**AIM OF THE TASK:**
Every line from the beginning of the data through the line containing "MP_QSTR_send__from_multiple_accounts;" should be reproduced exactly, and no further lines should be output.

* * * * * * *

PR #5111, opened 2025-05-28
Tweak confirm_output subtitle

ibz:

### DIFF
--- a/core/embed/rust/librust_qstr.h
+++ b/core/embed/rust/librust_qstr.h
@@ -661,7 +661,6 @@ static void _librust_qstrs(void) {
   MP_QSTR_sd_card__wrong_sd_card;
   MP_QSTR_select_word;
   MP_QSTR_select_word_count;
-  MP_QSTR_send__address_path;
   MP_QSTR_send__cancel_sign;
   MP_QSTR_send__confirm_sending;
   MP_QSTR_send__from_multiple_accounts;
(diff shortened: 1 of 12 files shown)


Hannsek:
What is this? Why we are doing this?

Hannsek:
This touches more then in the issue, right?

ibz:
> This touches more then in the issue, right?

It should not. But there are still some issues currently, that's why it's still a draft.

core/src/trezor/ui/layouts/delizia/__init__.py
```diff
@@ -378,14 +378,15 @@ async def confirm_output(
...
         title = address_label
     elif title is not None:
-        pass
+        amount_subtitle = title
     elif output_index is not None:
-        title = f"{TR.words__recipient} #{output_index + 1}"
+        title = amount_subtitle = f"{TR.words__recipient} #{output_index + 1}"
     else:
-        title = TR.send__title_sending_to
+        title = amount_subtitle = TR.send__title_sending_to
```
bieleluk: This is probably out of the scope of this PR, but might be easily fixed.
The `title` variable is created but then it's assigned to the `subtitle` argument which is a bit confusing.
```suggestion
        subtitle = amount_subtitle = TR.send__title_sending_to
```

bieleluk (commented):
The PR solves the issue but it introduces 2 minor side effects:
1. On TS5, there are 2 cases, where the amount subtitle is lost.
image
image

2. On TS3, the address label is a part of the paragraph. Without the `send__address_path` prefix, it's a bit less clear IMO.
image

We should ask @Hannsek if these changes are acceptable.
Otherwise LGTM

ibz:
> 1. On TS5, there are 2 cases, where the amount subtitle is lost

Actually this is the same case. Address is shown normally, then the subtitle is missing on `amount`.

Hannsek:
image

IN which flow I can see the account type in the main flow?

* * * * * * *

**TASK RESULT:**
PR #5111, opened 2025-05-28
Tweak confirm_output subtitle

ibz:

### DIFF
--- a/core/embed/rust/librust_qstr.h
+++ b/core/embed/rust/librust_qstr.h
@@ -661,7 +661,6 @@ static void _librust_qstrs(void) {
   MP_QSTR_sd_card__wrong_sd_card;
   MP_QSTR_select_word;
   MP_QSTR_select_word_count;
-  MP_QSTR_send__address_path;
   MP_QSTR_send__cancel_sign;
   MP_QSTR_send__confirm_sending;
   MP_QSTR_send__from_multiple_accounts;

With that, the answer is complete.